<
22 April 2021

AriesKelanaCom

Info Dokter dan Pusat Layanan Kesehatan

Kenapa Kanker Payudara Sulit Diobati? Ini Jawabannya

3 min read
Peneliti Amerika Serikat menemukan jawaban yang menjelaskan bahwa kanker payudara tak bisa disembukan karena ia mampu bersembunyi ketika didatangi oleh sel imun.

Foto: star2.com

ARIESKELANACOM – Kanker payudara sampai sekarang merupakan kanker yang mematikan dan susah diobati. Jumlah penderitanya terus meningkat. Banyak ahli masih belum menemukan jawaban tepat mengapa hal itu terjadi. Namun kini teka-teki itu mulai terjawab. Para peneliti di Indiana University Melvin dan Bren Simon Comprehensive Cancer Center, Amerika Serikat, telah mengidentifikasi bagaimana sel kanker payudara bersembunyi dari sel kekebalan untuk tetap hidup. Penemuan ini dapat mengarah pada pengobatan imunoterapi yang lebih baik bagi pasien.

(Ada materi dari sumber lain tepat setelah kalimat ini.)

PR #2180, opened 2022-10-09
add tests for webhook events

### LINKED ISSUE #1528: Add automated tests for Webhooks
Currently, Webhooks are only tested manually (see e.g. [here](https://github.com/owncast/owncast/pull/1525#issuecomment-967743810)).

To check that they don't break, we should add some manual tests related to this topic. For this, I'd start a separate http server and check if the webhooks are coming through.

mdonoughe:
This PR adds automated tests for both the sending of webhooks and for the format of their payloads.

Is there a way in Go to specify that the `json-patch` dependency is only required for tests?

Is `SetMessageVisibilityEvent` right? It looks like there's another event nested inside that is never populated?

Closes #1528

### DIFF
--- a/core/chat/messages.go
+++ b/core/chat/messages.go
@@ -29,13 +29,7 @@ func SetMessagesVisibility(messageIDs []string, visibility bool) error {
 		return errors.New("error broadcasting message visibility payload " + err.Error())
 	}
 
-	// Send webhook
-	wh := webhooks.WebhookEvent{
-		EventData: payload,
-		Type:      event.GetMessageType(),
-	}
-
-	webhooks.SendEventToWebhooks(wh)
+	webhooks.SendChatEventSetMessageVisibility(event)
 
 	return nil
 }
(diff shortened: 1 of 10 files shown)


gabek:
Awesome, thank you!

I just learned from your PR that the tests running under "1.18.x" aren't actually running under 1.18, because if they were your new tests would have failed because you're using a type that only exists in 1.19. Whoops!

We haven't had any 1.19 requirements until now, so maybe it's time to force that version update for the project. But I feel like I can't just flip this requirement without warning, especially during Hacktoberfest where more people are trying to run the project for the first time.

So I hope if you don't mind that I hold off merging this in until the end of the month to allow a wider variety of Go versions. And I'll prepare people before the change so people aren't surprised.

gabek:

Seperti dilansir dari Science Daily, belum lama ini, Xinna Zhang, PhD, dan rekannya menemukan bahwa ketika sel kanker payudara memiliki peningkatan level protein yang disebut MAL2 di permukaan sel, sel kanker tersebut dapat menghindari serangan kekebalan dan terus berkembang. Penemuan ini dipublikasikan bulan ini di The Journal of Clinical Investigation.

Dianggap sebagai masa depan pengobatan kanker, imunoterapi memanfaatkan sistem kekebalan tubuh untuk menargetkan dan menghancurkan sel kanker. Memahami bagaimana sel kanker menghindari serangan kekebalan, ilmuwan itu menawarkan cara baru untuk meningkatkan imunoterapi bagi pasien.

“Imunoterapi kanker saat ini memberikan hasil yang luar biasa pada beberapa pasien, tetapi lebih dari 70% pasien kanker payudara tidak menanggapi imunoterapi kanker,” kata Lu. “Salah satu alasan terbesar adalah tumor mengembangkan mekanisme untuk menghindari serangan kekebalan.”

Tim peneliti kolaboratif berangkat untuk menjawab pertanyaan kunci: Bagaimana sel kanker payudara mengembangkan mekanisme penghindaran kekebalan ini, dan dapatkah menargetkan tindakan tersebut mengarah pada peningkatan imunoterapi?

Zhang dan Lu, serta  Chi Zhang mengembangkan metode komputasi untuk menganalisis kumpulan data dari lebih dari 1.000 pasien kanker payudara melalui The Cancer Genome Atlas. Analisis itu mengarahkan para peneliti ke MAL2. Hasil analisanya menunjukkan bahwa tingkat MAL2 yang lebih tinggi pada kanker payudara, dan terutama pada kanker payudara triple-negatif (TNBC), dikaitkan dengan kelangsungan hidup pasien yang lebih buruk.

“Chi Zhang menggunakan alat komputasi canggihnya untuk membangun jembatan yang menghubungkan genetika kanker dan genomik kanker dengan hasil klinis,” kata Lu. “Kami dapat menganalisis fitur molekuler dari ribuan sampel tumor payudara untuk mengidentifikasi target potensial untuk imunoterapi kanker. Dari data itu, MAL2 adalah gen peringkat teratas yang ingin kami pelajari.”

Dengan menggunakan sampel jaringan kanker payudara dari pasien, model sel dan model hewan, Zhang menemukan bahwa sel kanker payudara mengekspresikan lebih banyak MAL2 daripada sel normal. Dia juga menemukan bahwa kadar MAL2 yang tinggi secara signifikan meningkatkan pertumbuhan tumor, sementara menghambat protein hampir dapat menghentikan pertumbuhan tumor sepenuhnya.

Di lab Lu, dia menggunakan model tiga dimensi yang diturunkan dari pasien yang disebut organoid untuk lebih memahami bagaimana mengurangi MAL2 dapat meningkatkan hasil pasien.

“Sel tumor dapat menghindari serangan kekebalan; dengan lebih sedikit MAL2, sel kanker dapat dikenali dan dibunuh oleh sistem kekebalan,” kata Lu. “MAL2 adalah target baru. Dengan mengidentifikasi fungsinya dalam sel kanker dan imunologi kanker, kami sekarang mengetahui potensinya sebagai target imunologi kanker.”